This paper attempts to identify appropriate methods for government revenues forecasting based on time series forecasting. I have utilized level data of monthly revenue series including 192 observations starting from 1997 to 2012 for the analysis. Among the five competitive methods under scrutiny, Winter method and Seasonal ARIMA method are found in tracking the actual Data Generating Process (DGP) of monthly revenue series of the government of Nepal. Out of two selected methods, seasonal ARIMA method albeit superior in terms of minimum MPE and MAPE criteria.
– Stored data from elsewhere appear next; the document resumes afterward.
PR #2143, opened 2026-01-17
Show instance type in constructor signatures

### LINKED ISSUE #1805: [lsp] Seeing signatures that contain `-> None` when constructing a class is confusing
See screenshots. If I'm constructing a class or hovering over the name of a class with a custom `__init__` method, I see the `__init__` signature, which is really nice, but the `-> None` at the end confused me the first time I saw it, because I thought it was saying that the constructor call returned `None`. It would be nice if we could replace the `None` with the class name for display.

Image
Image

sgavriil01:
Fixes #1805

   Shows the class instance type instead of `-> None` for constructor calls in both signature help and hover.

   ## Changes
   - Constructor calls like `Person()` now show `-> Person` instead of `-> None`
   - Direct `__init__` calls still show `-> None` 
   - Generic constructors show the specialized type (e.g., `Box[str]`)

   ## Tests
   - Added 6 hover tests covering constructors, direct __init__ calls, methods, and arguments
   - Added 1 signature help test for method calls
   - All 24 signature help tests passing
   - All 73 hover tests passing

### DIFF
--- a/pyrefly/lib/lsp/wasm/signature_help.rs
+++ b/pyrefly/lib/lsp/wasm/signature_help.rs
@@ -37,6 +37,34 @@ use crate::types::callable::Param;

However, the results of forecasted revenues in this paper may vary depending on the application of more sophisticated methods of forecasting which capture cyclical components of the revenue series. The prevailing forecasting method based particularly on growth rate method extended with discretionary adjustment of a number of updated assumptions and personal judgment can create uncertainty in revenue forecasting practice. Therefore, the methods recommended here in this paper help in reducing forecasting error of the government revenue in Nepal.

Suggested Citation

  • T. P. Koirala Ph.D., 2012. "Government Revenue Forecasting in Nepal," NRB Economic Review, Nepal Rastra Bank, Research Department, vol. 24(2), pages 47-60, October.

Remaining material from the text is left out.